----- INPUT DATA

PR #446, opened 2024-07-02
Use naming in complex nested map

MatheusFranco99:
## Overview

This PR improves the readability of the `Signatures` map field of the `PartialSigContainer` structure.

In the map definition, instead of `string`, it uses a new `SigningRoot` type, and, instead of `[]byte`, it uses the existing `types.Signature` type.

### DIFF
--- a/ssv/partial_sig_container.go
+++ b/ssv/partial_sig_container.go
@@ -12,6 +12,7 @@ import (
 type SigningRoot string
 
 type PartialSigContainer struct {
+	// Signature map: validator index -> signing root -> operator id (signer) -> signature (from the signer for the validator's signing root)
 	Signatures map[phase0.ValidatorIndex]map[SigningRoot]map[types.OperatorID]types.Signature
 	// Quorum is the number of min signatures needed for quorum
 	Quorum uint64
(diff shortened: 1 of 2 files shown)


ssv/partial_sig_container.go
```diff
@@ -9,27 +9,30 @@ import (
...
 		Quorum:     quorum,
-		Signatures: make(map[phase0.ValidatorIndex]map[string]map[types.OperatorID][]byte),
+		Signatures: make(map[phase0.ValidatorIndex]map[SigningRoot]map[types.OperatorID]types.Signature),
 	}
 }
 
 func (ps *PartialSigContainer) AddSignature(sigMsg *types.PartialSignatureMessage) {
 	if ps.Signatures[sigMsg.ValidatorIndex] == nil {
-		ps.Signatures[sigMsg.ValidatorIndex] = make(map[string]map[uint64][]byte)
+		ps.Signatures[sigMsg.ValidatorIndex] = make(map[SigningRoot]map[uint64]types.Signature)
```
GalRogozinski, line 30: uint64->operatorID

----------

» **PROBLEM DETAILS**
For each line above that contains the word "sigMsg", make a copy.

» **EXERCISE ANSWER**
 func (ps *PartialSigContainer) AddSignature(sigMsg *types.PartialSignatureMessage) {
 	if ps.Signatures[sigMsg.ValidatorIndex] == nil {
-		ps.Signatures[sigMsg.ValidatorIndex] = make(map[string]map[uint64][]byte)
+		ps.Signatures[sigMsg.ValidatorIndex] = make(map[SigningRoot]map[uint64]types.Signature)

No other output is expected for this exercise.